Hierarchical and compositional approaches (HIQL, ProQ, Pi-HIQL, OTA) consistently outperform flat policy extraction, particularly under long horizons and in unfamiliar goal regimes (Park et al., 2024, 2505.12737, Kobanda et al., 23 Jun 2025, Giammarino et al., 8 Sep 2025).
Graph-based planning (TTGS, graph-aggregated values) and generative modeling (SSD, GOPlan, GODA) excel in sparse or fragmented datasets by enabling efficient "goal stitching."
Methods leveraging strong representation regularization (quasimetrics, occupancy-matching) and robust goal relabeling (HER, goal-swapping, reachability-weighting, return-prior selection) demonstrate improved stability and data efficiency.
Explicit countermeasures against overestimation, compounding Bellman errors, and support drift are essential for robust offline GCRL performance across all regimes.

6. Theoretical Guarantees and Open Directions

Recent work has established polynomial sample complexity for GCRL under general function approximation and minimal data coverage assumptions (i.e., single-policy concentrability, without minimax optimization) (Zhu et al., 2023).
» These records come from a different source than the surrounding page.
Issue #143, opened 2015-07-11
bug: `requestAnimationFrame` zone grows forever


justindujardin:
When using a basic requestAnimationFrame render loop, the zone grows forever. 
Related to https://github.com/angular/angular/issues/2912

```javascript
zone.fork().run(function () {
    function frameCallback() {
        // frame++
        requestAnimationFrame(frameCallback);
    }
    requestAnimationFrame(frameCallback);
});
```

Example: https://jsfiddle.net/9dqzky6g/3/

justindujardin:
It looks like subsequent calls to `requestAnimationFrame` create child Zones, so unless your `requestAnimationFrame` loop stops, you will add a child zone for each invocation.

zoneBoundFn eats up all of the profile idle time in a few thousand frames.

justindujardin:
Anyone care to comment on this?  It is making it hard for me to run my app for more than a few minutes with Angular2.  Everything is wonderfully fast, until the zones start piling up.

I'm willing to look at fixing the issue if I could get some direction on where to go with it.

justindujardin:
Updated example with patch applied: https://jsfiddle.net/cg9fa5nf/1/

vicb:
closed via #147

btford:
:clap: Thanks @vicb

PR #147, opened 2015-07-17
fix(patch): do not leak zones when wrapping requestAnimationFrame

justindujardin:
# Problem
requestAnimationFrame is often called from within the callback function that is bound to its zone.  This results in every subsequent call to the same function creating and binding to a new zone.

# Proposed Solution
Maintain a simple reference count of function signatures given to requestAnimationFrame, and when the reference count is greater than 0 bind to to the parent zone rather than creating a new one.

Feedback welcome.

Fixes: #143, https://github.com/angular/angular/issues/2912

### DIFF
--- a/lib/patch/functions.js
+++ b/lib/patch/functions.js
@@ -48,6 +48,33 @@ function patchSetClearFunction(obj, fnNames) {
   });
 };
 
+
+/**
+ * requestAnimationFrame is typically recursively called from within the callback function
+ * that it executes.  To handle this case, only fork a zone if this is executed
+ * within the root zone.
+ */
+function patchRequestAnimationFrame(obj, fnNames) {
+  fnNames.forEach(function (name) {
+    var delegate = obj[name];
+    if (delegate) {
+      global.zone[name] = function (fn) {
+        var callZone = global.zone.isRootZone() ? global.zone.fork() : global.zone;
+        if (fn) {
+          arguments[0] = function () {
+            return callZone.run(fn, arguments);
+          };
+        }
+        return delegate.apply(obj, arguments);
+      };
+
+      obj[name] = function () {
+        return global.zone[name].apply(this, arguments);
+      };
+    }
+  });
+};
+
 function patchSetFunction(obj, fnNames) {
   fnNames.forEach(function (name) {
     var delegate = obj[name];
@@ -86,5 +113,6 @@ function patchFunction(obj, fnNames) {
 module.exports = {
   patchSetClearFunction: patchSetClearFunction,
   patchSetFunction: patchSetFunction,
+  patchRequestAnimationFrame: patchRequestAnimationFrame,
   patchFunction: patchFunction
 };
--- a/test/patch/requestAnimationFrame.spec.js
+++ b/test/patch/requestAnimationFrame.spec.js
@@ -3,61 +3,51 @@
 describe('requestAnimationFrame', function () {
   var testZone = zone.fork();
 
-  describe('requestAnimationFrame', function () {
-    it('should run the passed callback in a zone', function (done) {
-      testZone.run(function() {
-        if (typeof requestAnimationFrame === 'undefined') {
-          console.log('WARNING: skipping requestAnimationFrame test (missing this API)');
-          return done();
-        }
+  var functions = [
+    'requestAnimationFrame',
+    'webkitRequestAnimationFrame',
+    'mozRequestAnimationFrame'
+  ];
 
-        // Some browsers (especially Safari) do not fire requestAnimationFrame
-        // if they are offscreen. We can disable this test for those browsers and
-        // assume the patch works if setTimeout works, since they are mechanically
-        // the same
-        requestAnimationFrame(function () {
-          expect(zone).toBeDirectChildOf(testZone);
+  functions.forEach(function (fnName) {
+    var rAF = window[fnName];
+    describe(fnName, function () {
+      if (typeof rAF === 'undefined') {
+        console.log('WARNING: skipping ' + fnName + ' test (missing this API)');
+        return;
+      }
+
+      it('should be tolerant of invalid arguments', function (done) {
+        testZone.run(function () {
+          // rAF throws an error on invalid arguments, so expect that.
+          expect(function () {
+            rAF(null);
+          }).toThrow();
           done();
         });
       });
-    });
-  });
-
-  describe('mozRequestAnimationFrame', function () {
-    it('should run the passed callback in a zone', function (done) {
-      testZone.run(function() {
-        if (typeof mozRequestAnimationFrame === 'undefined') {
-          console.log('WARNING: skipping mozRequestAnimationFrame test (missing this API)');
-          return done();
-        }
-
-        // Some browsers (especially Safari) do not fire mozRequestAnimationFrame
-        // if they are offscreen. We can disable this test for those browsers and
-        // assume the patch works if setTimeout works, since they are mechanically
-        // the same
-        mozRequestAnimationFrame(function () {
-          expect(zone).toBeDirectChildOf(testZone);
-          done();
+      it('should execute callback function in a zone', function (done) {
+        testZone.run(function () {
+          rAF(function () {
+            expect(zone === testZone).toBe(true);
+            done();
+          });
         });
       });
-    });
-  });
 
-  describe('webkitRequestAnimationFrame', function () {
-    it('should run the passed callback in a zone', function (done) {
-      testZone.run(function() {
-        if (typeof webkitRequestAnimationFrame === 'undefined') {
-          console.log('WARNING: skipping webkitRequestAnimationFrame test (missing this API)');
-          return done();
-        }
+      it('should bind to same zone when called recursively', function (done) {
+        testZone.run(function () {
+          var frames = 0;
 
-        // Some browsers (especially Safari) do not fire webkitRequestAnimationFrame
-        // if they are offscreen. We can disable this test for those browsers and
-        // assume the patch works if setTimeout works, since they are mechanically
-        // the same
-        webkitRequestAnimationFrame(function () {
-          expect(zone).toBeDirectChildOf(testZone);
-          done();
+          function frameCallback() {
+            expect(zone === testZone).toBe(true);
+            if (frames++ > 15) {
+              return done();
+            }
+            rAF(frameCallback);
+          }
+
+          rAF(frameCallback);
         });
       });
     });
--- a/README.md
+++ b/README.md
@@ -232,6 +232,12 @@ For instance `clearTimeout` and `removeEventListener`.
 These hooks allow you to change the behavior of `window.setTimeout`, `window.setInterval`, etc.
 While in this zone, calls to `window.setTimeout` will redirect to `zone.setTimeout`.
 
+### `zone.requestAnimationFrame`, `zone.webkitRequestAnimationFrame`, `zone.mozRequestAnimationFrame`
+
+By default `requestAnimationFrame()` does not fork the zone, but you may customize this behavior 
+by using this hook. 
+
+
 ### `zone.addEventListener`
 
 This hook allows you to intercept calls to `EventTarget.addEventListener`.
--- a/lib/patch/browser.js
+++ b/lib/patch/browser.js
@@ -17,7 +17,7 @@ function apply() {
     'immediate'
   ]);
 
-  fnPatch.patchSetFunction(global, [
+  fnPatch.patchRequestAnimationFrame(global, [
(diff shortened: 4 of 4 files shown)


vicb:
@justindujardin Thanks for the PR, I'll try to take a look but I have limited availability until the start mid-August (may be someone else can take a look before).

Please remove the commit that updates the dist folder (when only update generated files when we release a new version). Thanks.

justindujardin:
@vicb Sure, snipped that commit out.

The problem was originally noted using angular2 dev preview.  I'll produce a custom build of angular2 that uses my fork of zone.js, but this issue will pretty severely degrade the performance of any app that uses a rAF time loop. If you have guidance on who I could reach out to about this, I'm happy to do so.   

For now, my issue is resolved by a custom angular2 build.

jomeier:
@vicb @justindujardin Whats the status of this one?

btford:
I'm going to look at this with @caitp next week. Looks like this is about ready to go!

justindujardin:
@btford That's great.  Let me know if anything needs to change or is unclear.

btford:
@vicb can you take a look at this please?

vicb:
@justindujardin could you please squash the commits to ease the review ? (The commit label should rather be feat). I'll review by next Tuesday (not sure to have time tonight). Thanks.

justindujardin:
@vicb no problem.

lib/patch/functions.js
```diff
@@ -48,6 +48,58 @@ function patchSetClearFunction(obj, fnNames) {
...
+ *
+ *  1) Calculate the function signature of the given callback, and keep a reference count
+ *     on it.
+ *  2) If the patched function is called from within its own callback function, bind to the
+ *     parent zone, and then increment the reference count.
+ *  3) After the callback function has executed, decrement the reference count.
+ *  4) If the reference count is <= 0, clear the cached function signature and dequeue
+ *     the current task.
+ */
+function patchRepeatingCallbackFunction(obj, fnNames) {
```
vicb: `patchRequestAnimationFrame` ? _(Not sure)_

lib/patch/functions.js
```diff
@@ -48,6 +48,58 @@ function patchSetClearFunction(obj, fnNames) {
...
+  fnNames.forEach(function (name) {
+    var delegate = obj[name];
+    if (delegate) {
+      var ids = {};
+      global.zone[name] = function (fn) {
+        if(fn){
```
vicb: minor: `if (fn) {` - white spaces

lib/patch/functions.js
```diff
@@ -48,6 +48,58 @@ function patchSetClearFunction(obj, fnNames) {
...
+          // Reference count functions by their toString() value.
+          var fnRef = fn, id = fn.toString();
```
vicb: consistency:
```
var fnRef = fn;
var id = fn.toString();
```

lib/patch/functions.js
```diff
@@ -48,6 +48,58 @@ function patchSetClearFunction(obj, fnNames) {
...
+          arguments[0] = function () {
+            fnRef.apply(this, arguments);
+            ids[id]--;
+            if (ids[id] <= 0) {
+              delete ids[id];
+              zone.dequeueTask();
```
vicb: zone.dequeueTask(fnRef);

vicb:
@justindujardin I have added (mostly minor) comments in the PR.

Two questions:
- What about adding a property to the callback instead of maintaining an array of ids ?
- Couldn't we only say `patchPrototype(global, ['requestAnimationFrame', 'mozRequestAnimationFrame', 'webkitRequestAnimationFrame']` - the callback would be executed in the zone when the RAF is called.

Maybe the first thing would be to consider (or reject) the last bullet above and if it can not work then re-work the implementation in this PR according to the other comment.

What do you think (you probably have spend much more time than me on this).

lib/patch/functions.js
justindujardin: I'm still a bit unsure about how the `dequeueTask` method is supposed to work, because it is unimplemented in the base zone implementation.  Thanks for the correction.

justindujardin:
@vicb I've applied most of your suggestions, but I don't see how the use of `patchPrototype` would solve this problem. The issue with rAF is that it's called recursively from within a callback that is bound to its own zone. Using `patchPrototype` creates a new child zone for each invocation, which causes the tests to fail. Maybe I'm missing something in what you have suggested.

Your suggestion to track the reference count on the function itself resolves a concern that @btford had about how I was calculating function signatures using `toString()`. :+1:

vicb:
> I don't see how the use of patchPrototype would solve this problem ...

you are absolutely right, that was a bad idea.

I'll add an other round of inline comments

lib/patch/functions.js
```diff
@@ -48,6 +48,49 @@ function patchSetClearFunction(obj, fnNames) {
...
+ *     parent zone and increment the reference count.
+ *  2) After the callback function has executed, decrement the reference count.
+ *  3) If the reference count is <= 0, dequeue the current task.
+ */
+function patchRequestAnimationFrame(obj, fnNames) {
+  fnNames.forEach(function (name) {
+    var delegate = obj[name];
+    if (delegate) {
+      global.zone[name] = function (fn) {
+        if (fn) {
```
vicb:
```js
        if (fn) {
          // vicb: this would be called first, moved on top
          if (typeof fn._zonejs_refs === 'undefined') {
            fn._zonejs_refs = 1;
            fn._zonejs_zone = global.zone;       
          } else {
            fn._zonejs_refs++;
          }

          arguments[0] = function () {
            // vicb: moved up (in case the fn throws)
            if (--fn._zonejs_refs === 0) {
              delete fn._zonejs_refs;
            }

            fn.apply(this, arguments);
          };

          // vicb: by using bindOnce dequeue should not be required any more
          arguments[0] = fn._zonejs_zone.bindOnce(arguments[0]);
        }
```

Notes:
- changed the property name to make collision less likely,
- moved up some code so that it match execution order,
- added some comments to explain the changes (should be removed).

Feel free to use it or now

justindujardin: I adopted your changes where possible, but a few subtleties are lost in translation:
 - The decrement cannot happen before the original callback function is executed.  If it does the count will never be > 0 and any rAF calls inside it will not bind to the parent.  
 - In order to ensure the reference is decremented I would need to wrap the `fn.apply` in a try/catch block.  Are there concerns wrapping each callback?

**important**
I also failed to consider the asynchronous recursive function call cases, i.e. what if you call setTimeout -> requestAnimationFrame from within a rAF callback.  The setTimeout call will maintain the zone, because it is patched, and the new call to rAF will have no reference count, and will incorrectly bind a new zone. 

I constructed a simple test case and it demonstrates that the zones grow ad-infinitum in when used as described. 

I have no time to work on this issue now, but I will take a look at it after work is done for the day.  Here's the spec change if you are interested in looking into it.

```javascript
  it('should bind to parent zone when called recursively in an async fashion', function (done) {
    testZone.run(function () {
      var frames = 0;

      function frameCallback() {
        expect(zone).toBeDirectChildOf(testZone);
        if (frames++ > 15) {
          return done();
        }
        setTimeout(function(){
          rAF(frameCallback);
        },1);
      }

      rAF(frameCallback);
    });
  });

```

vicb:
I have been thinking about this a little bit more:

We do fork on bind to be able to track stack traces (going up the zone hierarchy). What this PR does it to prevent forking in order to minimize stack usage.

A simpler way to do this would be not to use `zone.bind()` at all and we could use `zone.run()` directly. That being said, we have to keep in mind that the root zone has a special behavior and we probably want to fork when called from there.

What about something like:

```js
function patchRequestAnimationFrame(obj, fnNames) {
  fnNames.forEach(function (name) {
    var delegate = obj[name];
    if (delegate) {
      global.zone[name] = function (fn) {
        var callZone = global.zone.isRoot() ? global.zone : global.zone.fork();
        if (fn) {
          arguments[0] = function () {
            return callZone.run(fn, arguments);
          };
        }
        return delegate.apply(obj, arguments);
      };

      obj[name] = function () {
        return global.zone[name].apply(this, arguments);
      };
    }
  });
};

```

And then we could something in the doc to describe the special behavior of `requestAnimationFrame()` and how to override it thanks to the `requestAnimationFrame` hook ?

@justindujardin @btford what do you think ?

justindujardin:
@vicb I like your solution, it is much more direct.  I've updated the patch function to work like you suggest.  :+1: 

The async rAF loop is still a problem, unfortunately.  If you start a rAF loop and use setTimeout, or some other forking patched function, then call rAF from within that callback, it will cause setTimeout to become the culprit in the ever-growing stack problem that kills performance.  I'm not sure what to do about this case.  

I have a test that exhibits the problem behavior commented out at the bottom of the spec file.  Thoughts?

lib/patch/functions.js
```diff
@@ -48,6 +48,36 @@ function patchSetClearFunction(obj, fnNames) {
   });
 };
 
+
+/**
+ * Patch requestAnimationFrame
```
vicb: not sure if this is very useful, the description alone should be enough

test/patch/requestAnimationFrame.spec.js
```diff
@@ -3,63 +3,82 @@
...
+      //    function frameCallback() {
+      //      // For this check, since we're injecting ANOTHER zone by using
+      //      // setTimeout, we need to expect that the parent zone will be
+      //      // our test zone.
+      //      var expectedZone = frames ? zone.parent : zone;
+      //      expect(expectedZone === testZone).toBe(true);
+      //      if (frames++ > 15) {
+      //        return done();
+      //      }
+      //      setTimeout(function () {
```
vicb: Do you see any reason why someone would want to do this ?

I don't and I would delete this test - we can re-open if there is a real use case later on.

Thoughts ?

justindujardin: Sadly, I can easily see someone doing this.  Imagine you want to use requestAnimationFrame but only periodically, so you call setTimeout in your handler and then request the next frame when the handler is triggered.  Sure this would be misguided, but hopefully zone.js wouldn't fail to work seamlessly because you've constructed some questionable code.

I resolved the case by using a hybrid of the two approaches that you have suggested.   I store a reference to single forked zone per callback function.  This satisfies all the tests.

If this isn't satisfactory I can revisit it after work.

vicb:
Looks like you have reverted the last changes ???

I was ok with them. The only little missing thing was an update to the README about `zone.rAF, zone.wkRAF, ...` hook, quickly describing the behavior and hook. Something by `By default requestAnimationFrame() does not fork the zone but you can override the behacior using this hook`

Thank you very much for your work on this !

test/patch/requestAnimationFrame.spec.js
vicb: > Sadly, I can easily see someone doing this. Imagine you want to use requestAnimationFrame but only periodically, so you call setTimeout in your handler and then request the next frame when the handler is triggered. Sure this would be misguided, but hopefully zone.js wouldn't fail to work seamlessly because you've constructed some questionable code.

Unless you have a concrete use case in mind, I would revert to the simpler solution. IMO when rAF gets used, you are interested in getting called for each single frame.

justindujardin: Hmm, I don't see the original solution being much simpler, and it definitely fails in this case.

The reason I'm concerned with this issue is that Zone.js is wrapping all code executed in an angular2 app, and given the popularity of angular, I would assume you'll get every kind of bone-headed app setup that is conceivable.  

It's not my project though, so I'll revert this back to what it was originally and remove the test this evening.

vicb: I can also craft a test that fails with your solution when raf is called from 2 different zones. 

So let's come with something that works for most common use cases and adapt later if needed.

justindujardin:
@vicb I'm not sure I understood fully the comments you wanted in the README, please confirm them.  I've reverted to the simpler implementation and removed the async test.

The Travis build seems to be kind of fragile.  It fails intermittently on my commits, with timeouts in unrelated functions on varying operating systems.  I wonder if some of the tests run long enough that slight variations in timings cause them to go over the timeout value?  Have you see this behavior before?

vicb:
Great I will merge later today. 

We have seen some timing related Travis failures in the past. It most probably has nothing to do with the changes here. However can open a ticket and link the falling Travis builds,  that would help.

vicb:
landed as 3d6dc0850b20fd86eef5879f8283de5ee668a668

That will be very useful, thanks @justindujardin for all your follow up

justindujardin:
Thanks for your review, @vicb.  I opened another issue with about the timing sensitive tests.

Further, mixture-distribution matching and dual occupancy-matching frameworks admit convex dual objectives, stable optimization, and, in some settings, explicit statistical performance bounds and monotonic policy improvement (Sikchi et al., 2023, Ma et al., 2022).

Outstanding open problems include principled methods for addressing severe data miscoverage, scalable solutions for partial observability or domain shift (e.g., sim2real), integrated planning and value learning in high-dimensional pixel or language-based goals, and compositional hierarchies operating under sparse rewards and high stochasticity.

7. Summary Table: Key Families of Offline GCRL Methods

Method Family	Core Mechanism	Notable Papers
Advantage-Weighted (Single/Dual)	AWLL, DAWOG, GEAW	(Wang et al., 2023)
Occupancy/Distribution Matching	f-Advantage, Mixture Dual, SMORe	(Sikchi et al., 2023, Ma et al., 2022)
Model-Based Planning & Generation	Diffusion, GAN prior, Reanalysis	(Wang et al., 2023, Kim et al., 2024)
Hierarchical, Option-Aware	HIQL, OTA, ProQ, graph search	(Park et al., 2023, 2505.12737, Kobanda et al., 23 Jun 2025, Opryshko et al., 8 Oct 2025)
Data Augmentation	Goal-swapping, reachability weighting	(Yang et al., 2023, Yang et al., 3 Jun 2025)
Safety-Constrained, Physics-Informed	RbSL, Pi-HIQL	(Cao et al., 2024, Giammarino et al., 8 Sep 2025)

The landscape of goal-conditioned offline RL is characterized by a convergence of value-based, model-based, and generative paradigms, with empirical and theoretical insights increasingly informed by geometric inductive bias, compositional hierarchies, and robust support estimation. Continued progress will depend on further integrating these principles to address the unique challenges of offline, high-dimensional, and generalizable goal-reaching.